Listed records.
PR #163, opened 2021-05-27
Filters in URL

aleesaan:
#26

### DIFF
--- a/src/components/roles/RoleViewDialog.vue
+++ b/src/components/roles/RoleViewDialog.vue
@@ -12,8 +12,8 @@
       persistent
       max-width="750"
       value="true"
-      @click:outside="$router.push('/roles')"
-      @keydown.escape="$router.push('/roles')"
+      @click:outside="$router.back()"
+      @keydown.escape="$router.back()"
     >
       <v-card>
         <transition name="fade" mode="out-in">
@@ -290,7 +290,7 @@ export default {
       const error = await this.fillRole(this.role.id);
       if (!error) {
         this.$emit("input", false);
-        this.$router.push("/roles");
+        this.$router.back();
       }
     },
     formatDate(date) {
--- a/src/router/index.ts
+++ b/src/router/index.ts
@@ -1,7 +1,7 @@
 import Vue from "vue";
 import VueRouter from "vue-router";
 
-import { rolesErrorGuard, hasErrorsGuard } from "./guards";
+import { rolesGuard, hasErrorsGuard } from "./guards";
 import ErrorPage from "../views/ErrorPage.vue";
 import RolesOverview from "../views/RolesOverview.vue";
 import AboutPage from "../views/AboutPage.vue";
@@ -14,9 +14,8 @@ const routes = [
   {
     path: "/roles",
     name: "roles",
-    beforeEnter: rolesErrorGuard,
+    beforeEnter: rolesGuard,
     component: RolesOverview,
-    alias: "/",
     children: [{ path: "view/:id", component: RoleViewDialog }]
   },
   {
@@ -36,9 +35,13 @@ const routes = [
     component: SupportPage
   },
   {
+    path: "/",
+    redirect: "/roles"
+  },
+  {
     // non-existent pages redirect to the home page
     path: "*",
-    redirect: "/"
+    redirect: "/roles"
   }
 ];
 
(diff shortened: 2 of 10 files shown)


src/router/index.ts
```diff
@@ -35,10 +34,14 @@ const routes = [
     name: "support",
     component: SupportPage
   },
+  {
+    path: "/",
+    redirect: "/roles"
+  },
```
SamLubbers, line 40: Nice that you're redirecting to roles instead of using an alias. This makes the URL behaviour consistent and predictable

src/components/roles/RoleViewDialog.vue
```diff
@@ -12,8 +12,8 @@
       persistent
       max-width="750"
       value="true"
-      @click:outside="$router.push('/roles')"
-      @keydown.escape="$router.push('/roles')"
+      @click:outside="$router.back()"
+      @keydown.escape="$router.back()"
```
SamLubbers, line 16: Great that you've fixed this by using the correct Vue Router function :raised_hands: Using the Vuex URL stack properly will avoid some nasty errors in the future :100:

src/styles/components/_nav-bar.scss
```diff
@@ -70,7 +70,7 @@
         position: fixed;
         top: 0;
         left: 0;
-        background: $xr-green;
+        background: $xr-green-light;
```
SamLubbers, line 73: I also noticed this last time hehe. Good that you fixed it :sunglasses:

src/store/modules/roles.ts
```diff
@@ -266,18 +283,28 @@ export default {
...
     },
     setDefaultFilters({ commit, dispatch }) {
       commit("setLoadingState", true);
-      commit("setFilter", { filterType: "search", filterValue: "" });
-      commit("setFilter", { filterType: "localGroups", filterValue: [] });
-      commit("setFilter", { filterType: "workingCircles", filterValue: [] });
-      commit("setFilter", {
-        filterType: "timeCommitment",
-        filterValue: [timeCommitmentRange.min, timeCommitmentRange.max]
-      });
```
SamLubbers, line 279: What an amazing simplification of the code :sparkles: :100:

tests/unit/store/roles.spec.ts
```diff
@@ -411,22 +425,7 @@ describe("Roles Store", () => {
...
-        });
-        expect(commit).toBeCalledWith("setFilter", {
-          filterType: "workingCircles",
-          filterValue: []
-        });
-        expect(commit).toBeCalledWith("setFilter", {
-          filterType: "timeCommitment",
-          filterValue: [timeCommitmentRange.min, timeCommitmentRange.max]
-        });
+        expect(commit).toBeCalledWith("setDefaultFilters");
```
SamLubbers, line 428: Once again, amaaazing that you've also implemented tests for your changes (and simplified the tests so much)

SamLubbers (changes requested):
@aleesaan what a well-crafted clean change :star2: (as always :wink:) Throughout the code I've sprinkled some specific tokens of appreciation.

I've only identified one issue and one question

### Issues 

The working group and local group filters in the URL should use the group name instead of the internal ID in the database because this ID might change. If we use the id people might get different results if something in the database changes, but if we use the group name then they'll always get the results for the groups they want to filter by.

### Questions

Currently when I enter an invalid URL parameter it shows all roles (as it should), but it keeps the parameter in the URL. Is this what we want? Or do we want to remove invalid parameters from the URL?

aleesaan:
Awesome to hear 🚀  
To answer your points:

> ### Issues
> The working group and local group filters in the URL should use the group name instead of the internal ID in the database because this ID might change. If we use the id people might get different results if something in the database changes, but if we use the group name then they'll always get the results for the groups they want to filter by.

I disagree, we should always rely on IDs for this stuff, the name isn't reliable for two reasons: it can change in different languages (e.g. den Haag vs the Hague for a local group), and it could change over time (e.g. a working group changing name). The database's IDs should never change, if anything we'd add more groups into a new ID; but even if it did, the change would be reflected in the filters, so the correct group would be selected!

> ### Questions
> Currently when I enter an invalid URL parameter it shows all roles (as it should), but it keeps the parameter in the URL. Is this what we want? Or do we want to remove invalid parameters from the URL?

Good idea! I added the logic to clear the extra params in my last commit ✌️

SamLubbers (approved):
@aleesaan good point about the names of groups in different languages! I didn't consider that one. I'm sold :wink:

Task directions. Scan the listing above for the word "invalid" and show each line where it is found.

The completed task.
Currently when I enter an invalid URL parameter it shows all roles (as it should), but it keeps the parameter in the URL. Is this what we want? Or do we want to remove invalid parameters from the URL?
> Currently when I enter an invalid URL parameter it shows all roles (as it should), but it keeps the parameter in the URL. Is this what we want? Or do we want to remove invalid parameters from the URL?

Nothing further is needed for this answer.